Von einer Depression war ich noch weit entfernt, ich ertappte mich aber dennoch häufig bei gedanklicher Schwarzmalerei. Ich hatte durchaus Phasen, in denen ich mir nur schwerlich vorstellen konnte, wie und wann dieser unsäglich starke Schmerz, den mein Bandscheibenvorfall verursachte, endlich wieder weggehen würde. Ich hatte Angst davor, ein Patient mit chronischen Schmerzen zu werden.
Und so beschloss ich, mich nicht mehr länger diesen düsteren Gedanken hinzugeben. Ich hatte von Anfang an einen großen Tatendrang, meinen Bandscheibenvorfall in den Griff zu bekommen und wollte mich nicht unterkriegen lassen. Ich glaube, wenn man einmal nachlässt und sich der Depression hingibt, dann ist es unglaublich schwer, da wieder herauszukommen.

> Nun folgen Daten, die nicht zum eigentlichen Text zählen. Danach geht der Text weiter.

PR #167, opened 2018-04-23
Removed dynamic evaluate functions

### LINKED ISSUE #166: ERROR: PuppeteerSharp.MessageException : Protocol error (Runtime.callFunctionOn): Object reference chain is too long
when using `EvaluateExpressionAsync` or `EvaluateFunctionAsync` to return a `dynamic` object of something big the following exception is thrown:
PuppeteerSharp.MessageException : Protocol error (Runtime.callFunctionOn): Object reference chain is too long.

to reproduce this:
```cs
public class test
{
    [Fact]
    public async Task EvaluateBigObject()
    {
        using (var browser = await PuppeteerSharp.Puppeteer.LaunchAsync(TestConstants.DefaultBrowserOptions(), TestConstants.ChromiumRevision))
        {
            var window = await page.EvaluateExpressionAsync("window"); // this throws
        }
    }
}
```

I suggest we delete the overloads that return `dynamic`.

whenever we don't care about the result we should use `EvaluateExpressionHandleAsync` or `EvaluateFunctionHandleAsync`

Meir017:
closes #166


lib/PuppeteerSharp/Page.cs
```diff
@@ -156,13 +156,13 @@ private Page(Session client, Target target, FrameTree frameTree, bool ignoreHTTP
         public async Task<IEnumerable<ElementHandle>> GetElementsAsync(string selector)
             => await MainFrame.GetElementsAsync(selector);
 
-        public async Task<JSHandle> EvaluateExpressionHandle(string script)
+        public async Task<JSHandle> EvaluateExpressionHandleAsync(string script)
```
kblok: Now you'll have to add XML Docs to the changed methods :joy:

lib/PuppeteerSharp.Tests/Frame/EvaluateTests.cs
```diff
@@ -17,8 +17,8 @@ public class EvaluateTests : PuppeteerPageBaseTest
             var frame1 = Page.Frames.ElementAt(0);
             var frame2 = Page.Frames.ElementAt(1);
 
-            await frame1.EvaluateExpressionAsync("window.FOO = 'foo'");
-            await frame2.EvaluateExpressionAsync("window.FOO = 'bar'");
+            await frame1.EvaluateExpressionHandleAsync("window.FOO = 'foo'");
+            await frame2.EvaluateExpressionHandleAsync("window.FOO = 'bar'");
```
kblok: One thing I noticed across this PR (I won't mention this many times only here). Is that we're switching from `EvaluateExpression` to `EvaluateExpressionHandle` and that's not equivalent because the first one is disposing the handle as soon as possible.

kblok: Just a thought. How about if we get rid of `EvaluateExpressionHandleAsync` and we treat `EvaluateExpressionAsync<JSHandle>` in a special way?

Meir017: puppeteer has both a `evaluate` and `evaluateHandle` functions, and I prefer not to add **magic** to the function

kblok: @Meir017  👆 the first comment

Meir017:
I think I found a solution - https://github.com/GoogleChrome/puppeteer/blob/v1.0.0/lib/ExecutionContext.js#L42
```js
const result = await handle.jsonValue().catch(error => undefined);
```
we should change the line
https://github.com/kblok/puppeteer-sharp/blob/master/lib/PuppeteerSharp/ExecutionContext.cs#L33
```cs
var result = await handle.JsonValue<T>();
```
and make it catch the exception and return `null`

kblok:
Make sense, we should also add the `EvaluateBigObject` test here.

Meir017:
```
PuppeteerSharp.Tests.Puppeteer.PuppeteerLaunchTests.UserDataDirOption [FAIL]
System.Net.WebSockets.WebSocketException : The 'System.Net.WebSockets.InternalClientWebSocket' instance cannot be used for communication because it has been transitioned into the 'Aborted' state.
```

kblok:
Conflicted @Meir017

Ich weiß, das klingt jetzt alles ein bisschen cheesy, teilweise auch herzlos. Aber genau so ist es: Lass dich nicht unterkriegen, gib nicht auf und verfalle nie, wirklich NIE in Selbstmitleid. Wenn du dich aufgibst, setzt du damit einen Kreislauf in Gang: Du willst nichts mehr machen, weil du Schmerzen hast. Alles dreht sich nur um deinen Schmerz. Das klingt jetzt hart, aber auch deine Freunde und deine Familie haben auf Dauer keine Lust, immer nur über deine Rückenprobleme zu reden. Also hör auf damit. Kümmere dich aktiv um dein Problem. Mach so viel es geht und freu dich deines Lebens. Wenn gar nichts mehr geht, sprich mit deinen besten Freunden und deiner Familie. Wenn nötig, such dir einen Psychotherapeuten.
Ein Bandscheibenvorfall ist eine zähe Angelegenheit. Die Beschwerden gehen nicht nach ein paar Wochen weg. Bei dem einen sind es drei Monate, bei dem anderen sechs. Ich war nach etwa einem Jahr mehr oder weniger beschwerdefrei. Es gibt aber auch Menschen, die brauchen zehn Jahre oder mehr, um sich von einem Bandscheibenvorfall zu erholen. Ganz weg ist er sowieso nie. Daran gewöhnt man sich besser früh. Der Rücken wird fortan immer ein Thema für dich sein. Deal with it!